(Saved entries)
==================================================

PR #1231, opened 2022-08-10
build: cleanup, simplify config and introduce feature flags object

peterpeterparker:
# Motivation

- lots of configuration options
- too much complexity with bash variables flying around to assign config variables when only use in the frontend
- feature flags object instead of x variables

# Approach

Do NOT use a bash variable if no bash variable is needed.

# Changes

- `env.config.mjs` does not care anymore about `process.env` as these variables are processed in advance to generate `deployment-configuration.json`
- remove `ENABLE_NEW_SPAWN_FEATURE` and `ENABLE_SNS_NEURONS` from config scripts and DO NOT replace it with bash variables
- refactor `dfx.json` to group above variables to a new object `FEATURE_FLAGS`
- parse `FEATURE_FLAGS` in dapp
- set `FEATURE_FLAGS` in jest test
- set `ENABLE_SNS_NEURONS` to `false` for local configuration (this was previously done in the dapp with a `if`)

# Notes

Not in this PR but:

- Afterwards `ENABLE_NEW_SPAWN_FEATURE` can be removed, feature is in prod.
- Ultimately I think we can even get rid of `env.config.mjs`, that would even make the pipeline easier to follow


dfx.json
```diff
@@ -77,110 +67,112 @@
...
     "staging": {
       "config": {
         "BUILD": "dev",
         "FETCH_ROOT_KEY": true,
         "REDIRECT_TO_LEGACY": "prod",
-        "ENABLE_NEW_SPAWN_FEATURE": true,
-        "ENABLE_SNS_NEURONS": false,
-        "HOST": "https://nnsdapp.dfinity.network"
+        "HOST": "https://nnsdapp.dfinity.network",
+        "FEATURE_FLAGS": {
```
lmuntaner, line 88: Don't you need them in the config.sh?

frontend/env.config.mjs
```diff
@@ -52,50 +29,11 @@ const ENVIRONMENT = ROLLUP_WATCH
 // agent-js connects per default to mainnet with the anonymous identity
 const MAINNET = `https://ic0.app`;
 
-// The host that nns-js connects to
-const HOST = getRequiredEnvVar("HOST");
-
-// Canister Ids for testnet and mainnet
-const GOVERNANCE_CANISTER_ID = getRequiredEnvVar("GOVERNANCE_CANISTER_ID");
```
lmuntaner, line 59: Does this mean that the build won't fail if a required env var is not present?

dfx.json
lmuntaner: Also in the build.sh?

lmuntaner (commented):
A few comments, but looks good, thanks!

dfx.json
peterpeterparker: No. `config.sh` parse every keys defined for an environment in `dfx.json` to `deployment-config.json`.

That's why notably no bash variables are needed.

frontend/env.config.mjs
peterpeterparker: This was actually useless, it was like reading a bash variables twice.

One time to generate `deployment-config.json` and then reading it again here and comparing the value with `deployment-config.json`.

If a variable is not set it will still fails because `config.sh` expect these.

Capture d’écran 2022-08-10 à 09 44 15
Capture d’écran 2022-08-10 à 09 45 21

dfx.json
lmuntaner: thanks for the info!

bitdivine (approved):
Looks good, thanks!  happy that this is replaced by something that is more focused on how you use this.

One comment - I think one of the assignments should be unconditional.  Otherwise all fine.

config.sh
```diff
@@ -37,12 +37,14 @@ local_deployment_data="$(
...
   : "- may be deployed locally"
-  IDENTITY_SERVICE_URL="$(
+  : "- may be set as an env var"
+  LOCALLY_DEPLOYED_IDENTITY_SERVICE_URL="$(
     set -euo pipefail
     id="$(dfx canister --network "$DFX_NETWORK" id internet_identity 2>/dev/null || true)"
     : "If we have a canister ID, insert it into HOST as a subdomain."
     test -z "${id:-}" || { jq -re '.networks[env.DFX_NETWORK].config.HOST' dfx.json | sed -E "s,^(https?://)?,&${id}.,g"; }
   )"
+  test -n "${IDENTITY_SERVICE_URL:-}" || IDENTITY_SERVICE_URL="$LOCALLY_DEPLOYED_IDENTITY_SERVICE_URL"
```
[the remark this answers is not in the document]
peterpeterparker: Use case: I cannot start my local dev environment without having to set the `IDENTITY_SERVICE_URL` in `dfx.json`.

But generally speaking, I think at some point we will have anyway to have a look at the configuration because for the community I am not sure it is that trivial to start the dapp. e.g. dfx is a must to start the frontend while irl you don't need it.

I'll revert this from my PR for the time being and let's discuss afterwards, the feature flag is blocking my other PR. I go for a run, do that afterwards and we'll ping you when done.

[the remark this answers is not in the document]
peterpeterparker: Done. Reverted

PR #1222, opened 2022-08-09
feat: integrate first gix components

peterpeterparker:
# Motivation

We aim to move the UI and style to [gix-components](https://github.com/dfinity/gix-components). This PR introduces the usage of the library and of the first components.

# Changes

- add `gix-components` as a dependency 
- transpile `gix-components` for test
- introduce usage of `<Layout />` component and adapt slot and properties accordingly
- remove components that have been moved to `gix-components`
- use mixins and icons available in `gix-components`
- remove `.ttf` and replace with new `.woff2` fonts
- deprecate `<CardGrid />` for `.grid`

# Notes

- this PR does not introduces any logical changes
- `routes` were modified because `<main />` tag is not part of the `<Layout />`

PR #1235, opened 2022-08-10
feat: voting list with new grid UI 

peterpeterparker:
# Motivation

Voting list UI based on the new grid system - new design.

# Related PRs

- [x] https://github.com/dfinity/nns-dapp/pull/1231 👉 needed to add a feature flag
- [x] https://github.com/dfinity/nns-dapp/pull/1248 👉 add feature flag
- [x] https://github.com/dfinity/gix-components/pull/30 👉 needed to apply `grid` style to infinite scroll
- [x] https://github.com/dfinity/nns-dapp/pull/1222 👉 per extension to use above PR

# Note

This PR does not contain any logic or display changes - same behavior, same info displayed.

# Changes

- use new feature flag `VOTING_UI`
- remove and replace cmp `<InfiniteScroll />` and `.grid` style with `gix-components`
- move current layout to a new cmp `<ProposalsLegacy />`
- implemented new grid layout in a new cmp `<ProposalsModern />` 
- in proposal route, display either legacy or modern UI
- bump `gix-components`

# Screenshots

Capture d’écran 2022-08-16 à 10 21 00

Capture d’écran 2022-08-16 à 10 20 53


frontend/src/lib/components/proposals/ProposalsModern.svelte
```diff
@@ -0,0 +1,35 @@
...
+  export let neuronsLoaded: boolean;
+  export let loading: boolean;
+  export let nothingFound: boolean;
+  export let hidden: boolean;
+</script>
+
+<ProposalsFilters />
+
+{#if neuronsLoaded}
+  <InfiniteScroll on:nnsIntersect layout="grid">
```
lmuntaner, line 18: Not sure I like that the InfiniteScroll knows about how to render the items.

Wouldn't it make more sense that the InfiniteScroll exposes a listener on:nnsIntersect as done here and then the child knows whether it shuold look like a grid or a list?

lmuntaner (approved):
LGTM apart from nne comment, but not sure it should be addressed in this PR.

frontend/src/lib/components/proposals/ProposalsModern.svelte
peterpeterparker: The InfiniteScroll needs a [container](https://github.com/dfinity/gix-components/blob/77ca201f3d5566cf4d9c526b0a910d3ccf2340f0/src/lib/components/InfiniteScroll.svelte#L98) and items need to be direct children. One option was to extract the container outside the component but then, it would have mean that every consumers of the InfiniteScroll would have to bind and path the ref. So for usage simplicity reason we decided to have the container within the component. Per extension, because the container is in the component, we have to pass the style because the container is the grid or list.

lmuntaner: I just would have liked the other way for the Single Responsibility Principle. But it's ok.

PR #1236, opened 2022-08-10
docs: hacking and cleanup readme

peterpeterparker:
# Motivation

Add a `HACKING.md` file with some info about the various testnets and light clean up of `README.md`


HACKING.md
```diff
@@ -0,0 +1,26 @@
+# Hacking
+
+This document list a couple of useful information to develop NNS-dapp.
+
+## Environments
+
+Testnets [canister_ids.json](https://github.com/dfinity/nns-dapp/blob/testnets/testnets/canister_ids.json) provides an overview of the canister IDs that should be currently deployed and available on various test environments.
```
lmuntaner, line 7: I would say that this should be copied from here to the local file to be used for local development.

lmuntaner (approved):
Thanks, just one comment!

HACKING.md
peterpeterparker: Mmmh I don't get it but, really not against changing it. Can you rephrase the sentence as you wish?

lmuntaner: Maybe it should be added below, see my comment there.

HACKING.md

==================================================

■ GOAL OF THE EXERCISE:
Starting at the first line of the records above, please copy every line exactly through the line containing "- lots of configuration options", and stop there.

■ RESPONSE:
PR #1231, opened 2022-08-10
build: cleanup, simplify config and introduce feature flags object

peterpeterparker:
# Motivation

- lots of configuration options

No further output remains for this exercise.